Collected data
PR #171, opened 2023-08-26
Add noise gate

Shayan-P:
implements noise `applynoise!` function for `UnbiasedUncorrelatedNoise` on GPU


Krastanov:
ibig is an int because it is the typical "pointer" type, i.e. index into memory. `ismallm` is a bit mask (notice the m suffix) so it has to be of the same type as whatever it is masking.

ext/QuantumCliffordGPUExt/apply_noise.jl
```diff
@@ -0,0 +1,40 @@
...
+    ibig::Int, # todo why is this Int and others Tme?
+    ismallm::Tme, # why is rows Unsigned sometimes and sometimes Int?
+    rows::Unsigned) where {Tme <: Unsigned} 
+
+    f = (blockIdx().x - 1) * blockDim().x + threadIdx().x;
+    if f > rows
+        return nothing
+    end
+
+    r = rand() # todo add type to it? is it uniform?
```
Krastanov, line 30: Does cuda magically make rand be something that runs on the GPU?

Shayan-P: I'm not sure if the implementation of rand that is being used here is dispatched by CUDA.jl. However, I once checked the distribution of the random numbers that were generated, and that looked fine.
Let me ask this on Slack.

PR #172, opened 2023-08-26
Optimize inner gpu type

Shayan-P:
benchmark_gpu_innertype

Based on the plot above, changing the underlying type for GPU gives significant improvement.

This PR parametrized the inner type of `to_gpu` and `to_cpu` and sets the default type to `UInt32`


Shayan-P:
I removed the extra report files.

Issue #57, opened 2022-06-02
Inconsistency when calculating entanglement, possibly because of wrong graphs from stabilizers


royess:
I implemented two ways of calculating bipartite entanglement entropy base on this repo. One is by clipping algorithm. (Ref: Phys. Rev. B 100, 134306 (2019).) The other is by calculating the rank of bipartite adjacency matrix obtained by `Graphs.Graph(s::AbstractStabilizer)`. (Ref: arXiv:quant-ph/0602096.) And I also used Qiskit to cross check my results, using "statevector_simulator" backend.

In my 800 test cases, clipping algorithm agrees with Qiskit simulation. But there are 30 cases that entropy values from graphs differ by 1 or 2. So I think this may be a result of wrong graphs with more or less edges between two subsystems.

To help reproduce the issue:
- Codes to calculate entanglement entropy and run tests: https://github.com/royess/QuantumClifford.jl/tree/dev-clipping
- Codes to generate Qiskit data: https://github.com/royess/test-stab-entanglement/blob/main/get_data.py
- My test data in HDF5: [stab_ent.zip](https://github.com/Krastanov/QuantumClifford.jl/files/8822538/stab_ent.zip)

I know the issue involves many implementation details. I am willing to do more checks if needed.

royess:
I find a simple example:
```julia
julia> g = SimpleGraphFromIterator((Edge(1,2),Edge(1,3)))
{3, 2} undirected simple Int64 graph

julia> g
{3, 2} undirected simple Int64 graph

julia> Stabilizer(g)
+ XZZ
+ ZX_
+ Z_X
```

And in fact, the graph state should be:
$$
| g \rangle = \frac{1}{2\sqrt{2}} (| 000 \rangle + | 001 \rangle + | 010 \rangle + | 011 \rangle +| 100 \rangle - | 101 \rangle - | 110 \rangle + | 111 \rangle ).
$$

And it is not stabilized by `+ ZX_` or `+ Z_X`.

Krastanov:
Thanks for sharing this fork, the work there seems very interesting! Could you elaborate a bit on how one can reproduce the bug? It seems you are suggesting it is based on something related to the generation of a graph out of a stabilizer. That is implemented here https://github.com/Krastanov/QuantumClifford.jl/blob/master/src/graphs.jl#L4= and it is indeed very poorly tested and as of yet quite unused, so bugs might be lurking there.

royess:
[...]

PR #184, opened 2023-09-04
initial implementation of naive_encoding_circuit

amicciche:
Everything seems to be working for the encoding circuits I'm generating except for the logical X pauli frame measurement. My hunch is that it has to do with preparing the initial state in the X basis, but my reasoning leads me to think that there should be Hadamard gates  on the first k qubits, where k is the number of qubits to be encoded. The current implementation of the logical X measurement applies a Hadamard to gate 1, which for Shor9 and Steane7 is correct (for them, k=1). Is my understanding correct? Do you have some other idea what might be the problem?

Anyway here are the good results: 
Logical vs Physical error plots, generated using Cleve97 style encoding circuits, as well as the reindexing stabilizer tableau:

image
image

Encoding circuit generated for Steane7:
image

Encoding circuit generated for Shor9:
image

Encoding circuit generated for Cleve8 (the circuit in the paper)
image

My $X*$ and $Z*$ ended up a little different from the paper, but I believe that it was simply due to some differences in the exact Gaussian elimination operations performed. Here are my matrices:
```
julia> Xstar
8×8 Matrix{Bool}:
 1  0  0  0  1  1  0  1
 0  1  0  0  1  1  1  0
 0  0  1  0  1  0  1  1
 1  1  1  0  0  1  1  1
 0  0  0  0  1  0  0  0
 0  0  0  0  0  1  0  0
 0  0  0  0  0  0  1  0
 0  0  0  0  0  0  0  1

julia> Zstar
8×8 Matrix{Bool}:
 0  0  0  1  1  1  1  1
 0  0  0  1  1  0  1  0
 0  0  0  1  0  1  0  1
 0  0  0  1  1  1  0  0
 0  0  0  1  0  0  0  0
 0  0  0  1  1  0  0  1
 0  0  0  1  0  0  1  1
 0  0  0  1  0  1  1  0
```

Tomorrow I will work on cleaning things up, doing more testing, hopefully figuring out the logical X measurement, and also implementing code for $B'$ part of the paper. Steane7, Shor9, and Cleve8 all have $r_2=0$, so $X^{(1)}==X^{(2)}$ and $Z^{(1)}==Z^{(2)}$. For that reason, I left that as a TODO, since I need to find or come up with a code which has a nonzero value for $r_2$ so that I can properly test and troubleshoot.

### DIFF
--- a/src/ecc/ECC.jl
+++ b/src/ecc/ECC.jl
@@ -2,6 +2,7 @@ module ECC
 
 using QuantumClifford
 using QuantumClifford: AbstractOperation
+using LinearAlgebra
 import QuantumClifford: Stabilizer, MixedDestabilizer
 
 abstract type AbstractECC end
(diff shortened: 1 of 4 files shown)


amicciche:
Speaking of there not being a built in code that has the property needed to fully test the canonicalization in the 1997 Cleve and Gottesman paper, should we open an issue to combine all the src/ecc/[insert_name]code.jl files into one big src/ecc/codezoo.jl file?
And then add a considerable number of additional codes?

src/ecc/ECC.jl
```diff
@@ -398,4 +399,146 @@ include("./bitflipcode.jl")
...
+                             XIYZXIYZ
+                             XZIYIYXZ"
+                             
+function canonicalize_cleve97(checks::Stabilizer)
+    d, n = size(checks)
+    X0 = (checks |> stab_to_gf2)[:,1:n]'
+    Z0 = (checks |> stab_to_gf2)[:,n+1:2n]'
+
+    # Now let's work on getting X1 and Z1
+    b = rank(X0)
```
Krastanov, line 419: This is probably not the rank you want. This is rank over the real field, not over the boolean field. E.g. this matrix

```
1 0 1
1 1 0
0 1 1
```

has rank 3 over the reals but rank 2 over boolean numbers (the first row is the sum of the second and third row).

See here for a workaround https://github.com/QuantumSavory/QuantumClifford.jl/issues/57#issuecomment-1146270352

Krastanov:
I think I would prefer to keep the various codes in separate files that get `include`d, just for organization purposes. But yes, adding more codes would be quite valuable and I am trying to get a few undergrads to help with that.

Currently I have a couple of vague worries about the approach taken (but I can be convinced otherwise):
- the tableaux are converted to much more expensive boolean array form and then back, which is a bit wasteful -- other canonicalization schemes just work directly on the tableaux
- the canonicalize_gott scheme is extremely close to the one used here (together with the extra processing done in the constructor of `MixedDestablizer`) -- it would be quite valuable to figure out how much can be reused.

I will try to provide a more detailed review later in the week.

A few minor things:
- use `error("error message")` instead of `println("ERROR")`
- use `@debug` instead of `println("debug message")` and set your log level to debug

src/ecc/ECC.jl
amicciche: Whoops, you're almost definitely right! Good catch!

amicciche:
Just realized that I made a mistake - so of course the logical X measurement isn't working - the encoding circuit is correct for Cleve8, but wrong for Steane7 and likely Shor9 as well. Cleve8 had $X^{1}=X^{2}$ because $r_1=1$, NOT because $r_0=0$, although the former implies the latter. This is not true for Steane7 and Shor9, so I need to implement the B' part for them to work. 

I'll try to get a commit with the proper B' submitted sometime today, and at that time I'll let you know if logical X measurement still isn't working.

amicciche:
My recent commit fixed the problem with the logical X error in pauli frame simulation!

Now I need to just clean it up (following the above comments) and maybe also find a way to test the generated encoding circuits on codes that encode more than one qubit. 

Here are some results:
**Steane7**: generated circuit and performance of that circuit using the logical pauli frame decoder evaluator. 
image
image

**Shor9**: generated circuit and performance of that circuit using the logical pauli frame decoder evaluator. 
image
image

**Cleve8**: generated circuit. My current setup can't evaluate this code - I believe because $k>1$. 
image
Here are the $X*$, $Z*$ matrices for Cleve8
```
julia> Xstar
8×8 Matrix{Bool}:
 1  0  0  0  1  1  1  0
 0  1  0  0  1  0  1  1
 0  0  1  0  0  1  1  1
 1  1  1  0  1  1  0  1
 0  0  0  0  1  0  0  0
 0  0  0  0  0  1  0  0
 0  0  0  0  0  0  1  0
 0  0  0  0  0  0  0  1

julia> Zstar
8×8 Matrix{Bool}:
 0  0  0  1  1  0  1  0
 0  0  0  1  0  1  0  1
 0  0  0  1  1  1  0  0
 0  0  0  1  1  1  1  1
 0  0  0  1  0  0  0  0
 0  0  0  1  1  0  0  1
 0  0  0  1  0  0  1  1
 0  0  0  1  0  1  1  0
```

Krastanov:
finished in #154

--

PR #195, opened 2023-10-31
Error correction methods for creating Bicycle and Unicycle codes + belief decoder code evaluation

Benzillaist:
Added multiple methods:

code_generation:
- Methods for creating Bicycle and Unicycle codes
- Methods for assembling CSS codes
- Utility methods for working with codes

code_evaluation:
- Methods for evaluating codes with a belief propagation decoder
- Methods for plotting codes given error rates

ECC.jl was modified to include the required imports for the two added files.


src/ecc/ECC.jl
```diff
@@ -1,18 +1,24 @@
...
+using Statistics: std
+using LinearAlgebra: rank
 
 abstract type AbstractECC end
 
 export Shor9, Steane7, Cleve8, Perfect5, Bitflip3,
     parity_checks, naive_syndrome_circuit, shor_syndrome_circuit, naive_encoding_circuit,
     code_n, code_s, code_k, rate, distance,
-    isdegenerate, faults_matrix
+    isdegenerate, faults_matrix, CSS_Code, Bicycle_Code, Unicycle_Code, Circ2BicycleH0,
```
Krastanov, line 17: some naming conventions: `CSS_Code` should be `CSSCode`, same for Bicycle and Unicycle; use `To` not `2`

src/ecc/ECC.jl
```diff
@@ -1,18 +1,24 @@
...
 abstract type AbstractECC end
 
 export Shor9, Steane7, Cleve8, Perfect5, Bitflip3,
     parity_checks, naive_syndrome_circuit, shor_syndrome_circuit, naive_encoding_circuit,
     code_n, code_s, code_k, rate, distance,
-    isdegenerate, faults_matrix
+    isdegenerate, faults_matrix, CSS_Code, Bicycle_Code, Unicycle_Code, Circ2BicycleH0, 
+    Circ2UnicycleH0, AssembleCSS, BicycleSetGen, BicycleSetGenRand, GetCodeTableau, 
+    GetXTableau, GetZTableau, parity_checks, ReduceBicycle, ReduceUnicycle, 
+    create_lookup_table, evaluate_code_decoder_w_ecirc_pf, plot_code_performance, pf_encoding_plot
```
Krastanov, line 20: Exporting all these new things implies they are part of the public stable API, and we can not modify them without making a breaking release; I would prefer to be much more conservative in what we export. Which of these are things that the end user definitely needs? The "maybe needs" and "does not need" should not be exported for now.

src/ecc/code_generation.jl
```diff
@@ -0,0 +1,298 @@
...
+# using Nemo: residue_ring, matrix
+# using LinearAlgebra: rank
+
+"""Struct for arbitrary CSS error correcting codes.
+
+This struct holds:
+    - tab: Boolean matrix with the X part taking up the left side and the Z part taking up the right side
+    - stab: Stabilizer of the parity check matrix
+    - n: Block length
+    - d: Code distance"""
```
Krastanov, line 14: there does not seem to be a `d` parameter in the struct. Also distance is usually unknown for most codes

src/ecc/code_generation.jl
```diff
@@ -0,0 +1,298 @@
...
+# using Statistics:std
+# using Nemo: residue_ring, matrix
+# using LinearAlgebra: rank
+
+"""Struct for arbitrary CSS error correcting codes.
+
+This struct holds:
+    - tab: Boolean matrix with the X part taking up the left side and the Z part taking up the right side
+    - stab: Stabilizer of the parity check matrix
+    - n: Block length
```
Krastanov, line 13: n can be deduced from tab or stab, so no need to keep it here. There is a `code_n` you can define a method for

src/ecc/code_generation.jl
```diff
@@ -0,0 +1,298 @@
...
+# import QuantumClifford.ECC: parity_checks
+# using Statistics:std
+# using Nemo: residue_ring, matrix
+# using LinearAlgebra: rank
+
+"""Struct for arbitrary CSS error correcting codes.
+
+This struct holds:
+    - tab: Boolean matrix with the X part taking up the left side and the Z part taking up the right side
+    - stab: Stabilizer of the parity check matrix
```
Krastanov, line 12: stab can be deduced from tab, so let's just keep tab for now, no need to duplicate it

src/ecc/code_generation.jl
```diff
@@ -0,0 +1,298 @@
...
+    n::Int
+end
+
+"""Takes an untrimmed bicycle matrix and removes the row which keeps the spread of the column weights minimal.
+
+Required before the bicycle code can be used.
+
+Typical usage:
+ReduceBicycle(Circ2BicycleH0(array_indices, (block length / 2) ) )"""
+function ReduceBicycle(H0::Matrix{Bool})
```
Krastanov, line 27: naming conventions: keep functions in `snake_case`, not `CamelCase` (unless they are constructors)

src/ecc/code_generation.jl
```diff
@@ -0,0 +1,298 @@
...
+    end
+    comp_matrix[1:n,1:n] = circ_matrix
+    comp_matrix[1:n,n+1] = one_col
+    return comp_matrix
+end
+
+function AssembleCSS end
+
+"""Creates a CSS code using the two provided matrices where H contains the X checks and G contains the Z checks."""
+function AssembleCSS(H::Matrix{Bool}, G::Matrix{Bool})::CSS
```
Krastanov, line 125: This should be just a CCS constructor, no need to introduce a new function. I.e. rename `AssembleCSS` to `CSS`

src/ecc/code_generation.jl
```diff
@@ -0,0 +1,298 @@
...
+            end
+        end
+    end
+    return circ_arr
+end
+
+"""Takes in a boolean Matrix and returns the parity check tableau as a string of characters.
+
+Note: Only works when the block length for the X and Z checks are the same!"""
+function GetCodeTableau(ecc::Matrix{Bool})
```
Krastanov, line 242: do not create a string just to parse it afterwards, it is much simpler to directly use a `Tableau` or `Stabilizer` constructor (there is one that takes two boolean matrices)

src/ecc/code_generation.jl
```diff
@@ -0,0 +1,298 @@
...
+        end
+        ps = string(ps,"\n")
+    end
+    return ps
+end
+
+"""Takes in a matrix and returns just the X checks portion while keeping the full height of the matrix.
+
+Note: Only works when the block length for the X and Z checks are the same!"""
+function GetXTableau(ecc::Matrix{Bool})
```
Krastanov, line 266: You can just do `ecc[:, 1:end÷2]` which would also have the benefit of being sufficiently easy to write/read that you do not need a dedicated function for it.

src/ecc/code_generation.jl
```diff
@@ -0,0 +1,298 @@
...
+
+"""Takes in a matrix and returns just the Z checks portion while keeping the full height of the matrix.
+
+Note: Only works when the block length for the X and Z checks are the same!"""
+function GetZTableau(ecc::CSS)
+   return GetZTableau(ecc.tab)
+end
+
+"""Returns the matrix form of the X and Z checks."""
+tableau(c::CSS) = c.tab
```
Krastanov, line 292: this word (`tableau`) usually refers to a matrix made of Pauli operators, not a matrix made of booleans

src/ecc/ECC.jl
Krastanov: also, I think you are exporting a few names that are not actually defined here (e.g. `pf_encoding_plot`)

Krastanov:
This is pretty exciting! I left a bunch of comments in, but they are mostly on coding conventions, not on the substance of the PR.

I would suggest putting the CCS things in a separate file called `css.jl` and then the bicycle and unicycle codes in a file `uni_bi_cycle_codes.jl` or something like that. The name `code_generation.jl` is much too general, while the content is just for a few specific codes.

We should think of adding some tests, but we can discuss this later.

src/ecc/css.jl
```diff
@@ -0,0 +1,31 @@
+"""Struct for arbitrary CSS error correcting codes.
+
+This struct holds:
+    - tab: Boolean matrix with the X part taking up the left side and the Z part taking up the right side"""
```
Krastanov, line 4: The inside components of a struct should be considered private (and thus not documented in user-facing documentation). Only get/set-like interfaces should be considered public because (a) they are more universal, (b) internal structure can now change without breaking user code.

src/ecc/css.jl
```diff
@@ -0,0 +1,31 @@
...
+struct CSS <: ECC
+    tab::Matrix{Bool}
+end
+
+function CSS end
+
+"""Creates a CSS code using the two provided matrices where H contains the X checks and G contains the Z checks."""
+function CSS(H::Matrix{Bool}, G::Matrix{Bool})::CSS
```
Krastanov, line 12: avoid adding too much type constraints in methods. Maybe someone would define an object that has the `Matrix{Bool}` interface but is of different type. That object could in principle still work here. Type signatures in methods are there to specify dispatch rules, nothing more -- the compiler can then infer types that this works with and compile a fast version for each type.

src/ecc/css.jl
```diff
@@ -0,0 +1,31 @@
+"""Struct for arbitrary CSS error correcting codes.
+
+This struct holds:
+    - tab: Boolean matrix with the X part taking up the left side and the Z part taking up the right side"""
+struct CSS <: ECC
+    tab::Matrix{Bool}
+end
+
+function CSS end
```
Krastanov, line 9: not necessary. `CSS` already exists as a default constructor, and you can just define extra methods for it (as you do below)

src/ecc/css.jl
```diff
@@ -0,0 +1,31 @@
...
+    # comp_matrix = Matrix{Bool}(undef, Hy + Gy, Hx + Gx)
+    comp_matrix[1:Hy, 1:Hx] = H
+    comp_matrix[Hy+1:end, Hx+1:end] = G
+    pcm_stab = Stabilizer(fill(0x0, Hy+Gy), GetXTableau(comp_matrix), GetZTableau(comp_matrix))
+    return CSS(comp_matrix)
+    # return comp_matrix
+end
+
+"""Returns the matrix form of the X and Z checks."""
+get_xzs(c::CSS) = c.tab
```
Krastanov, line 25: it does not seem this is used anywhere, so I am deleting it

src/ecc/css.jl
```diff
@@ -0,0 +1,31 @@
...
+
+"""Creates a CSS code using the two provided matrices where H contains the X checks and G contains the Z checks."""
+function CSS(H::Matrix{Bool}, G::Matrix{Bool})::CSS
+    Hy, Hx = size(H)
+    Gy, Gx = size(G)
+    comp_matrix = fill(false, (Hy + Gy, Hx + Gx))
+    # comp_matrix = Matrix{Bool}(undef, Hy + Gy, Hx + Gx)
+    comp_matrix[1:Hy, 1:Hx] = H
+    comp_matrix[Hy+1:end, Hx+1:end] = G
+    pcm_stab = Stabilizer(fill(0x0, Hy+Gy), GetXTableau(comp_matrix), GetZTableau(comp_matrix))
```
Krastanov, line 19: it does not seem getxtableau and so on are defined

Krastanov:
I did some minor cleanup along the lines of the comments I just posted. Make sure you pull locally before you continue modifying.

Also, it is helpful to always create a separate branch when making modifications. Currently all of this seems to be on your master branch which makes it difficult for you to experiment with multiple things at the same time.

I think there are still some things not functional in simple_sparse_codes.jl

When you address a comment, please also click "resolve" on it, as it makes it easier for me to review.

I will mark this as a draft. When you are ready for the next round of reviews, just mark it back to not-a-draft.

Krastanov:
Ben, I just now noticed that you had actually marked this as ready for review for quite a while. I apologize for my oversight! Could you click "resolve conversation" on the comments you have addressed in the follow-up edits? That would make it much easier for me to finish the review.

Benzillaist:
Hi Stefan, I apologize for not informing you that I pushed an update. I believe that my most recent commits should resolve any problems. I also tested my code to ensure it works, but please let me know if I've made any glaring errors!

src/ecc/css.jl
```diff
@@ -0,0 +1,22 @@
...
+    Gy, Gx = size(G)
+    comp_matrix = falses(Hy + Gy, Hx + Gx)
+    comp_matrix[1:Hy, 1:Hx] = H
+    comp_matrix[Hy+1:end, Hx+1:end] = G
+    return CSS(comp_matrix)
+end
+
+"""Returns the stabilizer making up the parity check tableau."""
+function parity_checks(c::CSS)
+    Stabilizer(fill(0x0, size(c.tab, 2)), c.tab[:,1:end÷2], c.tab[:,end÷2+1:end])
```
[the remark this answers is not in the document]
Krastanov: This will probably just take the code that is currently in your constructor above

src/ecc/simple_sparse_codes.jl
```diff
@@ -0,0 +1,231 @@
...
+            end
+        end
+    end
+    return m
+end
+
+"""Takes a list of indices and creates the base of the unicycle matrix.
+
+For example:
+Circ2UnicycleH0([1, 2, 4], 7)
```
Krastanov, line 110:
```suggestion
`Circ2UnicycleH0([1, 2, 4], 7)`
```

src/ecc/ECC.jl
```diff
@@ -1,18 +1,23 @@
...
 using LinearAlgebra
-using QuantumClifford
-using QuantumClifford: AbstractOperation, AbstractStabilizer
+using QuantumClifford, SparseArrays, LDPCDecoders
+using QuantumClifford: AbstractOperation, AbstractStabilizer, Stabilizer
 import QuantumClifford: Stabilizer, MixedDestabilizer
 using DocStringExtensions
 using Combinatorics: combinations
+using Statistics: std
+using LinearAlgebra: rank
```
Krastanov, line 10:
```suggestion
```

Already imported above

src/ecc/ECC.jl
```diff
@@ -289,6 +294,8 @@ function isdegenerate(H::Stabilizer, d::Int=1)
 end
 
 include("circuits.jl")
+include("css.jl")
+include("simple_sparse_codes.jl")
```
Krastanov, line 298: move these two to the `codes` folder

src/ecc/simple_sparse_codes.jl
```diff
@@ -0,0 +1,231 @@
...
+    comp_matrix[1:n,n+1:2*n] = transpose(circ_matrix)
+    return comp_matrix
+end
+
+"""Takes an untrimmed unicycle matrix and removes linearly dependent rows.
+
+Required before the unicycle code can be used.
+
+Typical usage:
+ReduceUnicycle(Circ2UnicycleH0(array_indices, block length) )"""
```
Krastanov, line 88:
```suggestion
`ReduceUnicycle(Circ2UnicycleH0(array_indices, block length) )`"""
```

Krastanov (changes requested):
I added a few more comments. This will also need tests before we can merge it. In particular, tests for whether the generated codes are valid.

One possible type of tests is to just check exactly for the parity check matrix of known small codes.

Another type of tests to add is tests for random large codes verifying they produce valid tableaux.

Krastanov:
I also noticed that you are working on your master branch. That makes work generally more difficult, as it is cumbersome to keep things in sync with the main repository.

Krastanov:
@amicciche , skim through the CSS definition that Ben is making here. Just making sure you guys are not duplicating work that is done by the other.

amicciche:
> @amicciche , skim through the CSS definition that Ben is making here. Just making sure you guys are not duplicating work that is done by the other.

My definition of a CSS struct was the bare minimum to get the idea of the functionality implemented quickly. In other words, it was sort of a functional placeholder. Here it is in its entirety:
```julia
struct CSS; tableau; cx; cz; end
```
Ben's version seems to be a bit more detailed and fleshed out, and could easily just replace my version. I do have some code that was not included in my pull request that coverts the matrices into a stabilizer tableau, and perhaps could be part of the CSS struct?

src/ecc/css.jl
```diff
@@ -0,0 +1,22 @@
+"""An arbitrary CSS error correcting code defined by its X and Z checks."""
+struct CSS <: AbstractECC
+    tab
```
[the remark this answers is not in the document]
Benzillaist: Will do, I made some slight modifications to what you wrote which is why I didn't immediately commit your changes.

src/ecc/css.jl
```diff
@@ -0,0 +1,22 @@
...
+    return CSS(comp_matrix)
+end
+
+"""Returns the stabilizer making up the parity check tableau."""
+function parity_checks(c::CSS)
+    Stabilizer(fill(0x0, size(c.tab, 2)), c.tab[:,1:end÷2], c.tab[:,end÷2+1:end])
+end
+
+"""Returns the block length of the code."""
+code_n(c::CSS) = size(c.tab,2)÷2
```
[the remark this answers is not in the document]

*Your instructions:* Each line of the records above that contains the word "guys" should be counted; give the resulting number without further words.

*Solution:* 2